GSA Annual Meeting in Seattle, Washington, USA - 2017

Paper No. 1-1
Presentation Time: 8:00 AM


HOPKINS, Melanie J., Division of Paleontology, American Museum of Natural History, Central Park West at 79th Street, New York, NY 10024-5192 and LAMSDELL, James C., Department of Geology and Geography, West Virginia University, 98 Beechurst Avenue, Brooks Hall, Morgantown, WV 26506,

Trilobites were one of the many marine invertebrate clades to suffer from the end-Ordovician mass extinction. Taxonomic diversity decreased across all families, with some families going extinct entirely. There is some evidence that the extinction may have been selective for environmental distribution and/or life history strategy. Variance in the shape of the cranidium remained high across the clade as a whole, but changes in other aspects of morphology remain unstudied, as does any association between ecology-related extinction selectivity and morphology.
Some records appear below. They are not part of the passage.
PR #2819, opened 2021-09-19
refactor: use combined route validators and handlers

### LINKED ISSUE #1642: Combine validators with handler functions and export them atomically
## Problem 
Currently, in our `routes.ts`, we have the validator set up within the route itself and the handler imported from the controller. For some handlers, the validation might be a precondition in that the handler _requires_ that the incoming data be valid. 

Hence, the best practice would be to combine the handling function together with the validator in the controller itself and export them together as an array such as `export const handleSomething = [validateSomething, doSomething]`. This would prevent human errors where there are no validations due to forgetting them.

## Notes
The validation should be defined in the same file (preferably close to the handler). It is ok to redefine it because validation differs on a case by case basis.

tehtea:
## Problem
Prevent developers from forgetting the use of validators when using a controller handler.

Closes #1642 

## Solution
As suggested in the issue, put the original handler with a validation middleware in an array, and expose the final array for usage rather than the original handler

**Breaking Changes** 

    - Details ...

**Improvements**:

- Details ...

## Tests
Ran a regression test using `npm run test-backend`, and ran happy-path testing locally with the changed routes

### DIFF
--- a/src/app/modules/user/user.middleware.ts
+++ b/src/app/modules/user/user.middleware.ts
@@ -1,0 +1,14 @@
+import { celebrate, Joi } from 'celebrate'
+
+/**
+ * Celebrate validation for the contact OTP verification endpoint.
+ */
+export const validateContactOtpVerificationParams = celebrate({
+  body: Joi.object({
+    userId: Joi.string().required(),
+    otp: Joi.string()
+      .required()
+      .regex(/^\d{6}$/),
+    contact: Joi.string().required(),
+  }),
+})
--- a/src/app/modules/user/user.middleware.ts
+++ b/src/app/modules/user/user.middleware.ts
@@ -1,6 +1,16 @@
 import { celebrate, Joi, Segments } from 'celebrate'
 
 /**
+ * Celebrate validation for the contact OTP sending endpoint.
+ */
+export const validateContactSendOtpParams = celebrate({
+  [Segments.BODY]: Joi.object().keys({
+    contact: Joi.string().required(),
+    userId: Joi.string().required(),
+  }),
+})
+
+/**
  * Celebrate validation for the contact OTP verification endpoint.
  */
 export const validateContactOtpVerificationParams = celebrate({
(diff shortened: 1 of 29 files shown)


tehtea:
Only added the change for the contact verification OTP for now, to verify the approach and also to check if there are any particular routes to not put this change on.

src/app/modules/user/user.middleware.ts
```diff
@@ -0,0 +1,14 @@
+import { celebrate, Joi } from 'celebrate'
+
+/**
+ * Celebrate validation for the contact OTP verification endpoint.
+ */
+export const validateContactOtpVerificationParams = celebrate({
+  body: Joi.object({
```
mantariksh, line 7: we normally use the `Segments` enum exposed by `celebrate` to avoid accidentally misnaming the keys. see `user.routes.ts` for reference

mantariksh (commented):
thank you @tehtea for the contribution, the approach is correct! in addition, you can delete the validation middleware for this route from `user.routes.ts` so that the middleware does not run twice.

tehtea:
Done! Nah, thank you all for open-sourcing this project, I learned a lot of good practices from here! Applied the changes to other routes I could find, feel free to take a look.

karrui:
Some checks seem to not be starting, @tehtea do you mind pushing an empty commit to see if that would retrigger the CI/CD?

karrui:
@tehtea can you try merging develop into this PR and see if the CI/CD gets triggered?  If that still does not work, as a last resort, I will pull your branch and reopen this PR

tehtea:
@karrui Okay, just rebased the commits and force-pushed, let's see how it goes

karrui:
Sorry for the wait, we should be able to trigger our CI/CD once #3175 is merged in.

karrui:
@tehtea should work now if you rebase and push again. Thank you so much for being patient and we're so sorry that it took so long to get this handled :(

tehtea:
@karrui No worries, these things happen :) pushed some minor changes, here's hoping it works.

tshuli:
merged in #3428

We further explore the effect of this extinction on trilobite evolutionary history by focusing on the speciose (394 species in 52 genera) trilobite family, the Lichidae. Our analysis is currently based on 178 characters coded for 51 different species representing almost all lichid genera, with a few genera represented by more than one species exemplar. Characters describe the cephalon (52%), hypostome (14%), thorax (4%) and pygidium (30%) and were coded using reductive coding. Apomorphic characters were included in order to include the broadest sampling of morphology possible. In order to quantify morphological disparity, the character matrix was transformed into a dissimilarity matrix using Gower’s coefficient and then subjected to a principal coordinates analysis. Preliminary data suggests that morphospace occupation was not affected by the end-Ordovician mass extinction. Instead much more substantial changes in disparity occurred during the late Silurian and early Devonian, in particular there was a greater decrease in range of morphology and greater shift in morphospace occupation during this time. These changes are coincident with the phylogenetic history of the clade: maximum parsimony and Bayesian inference both support a deep split between two subclades, with both subclades surviving the mass extinction but only one remaining diverse into the Devonian.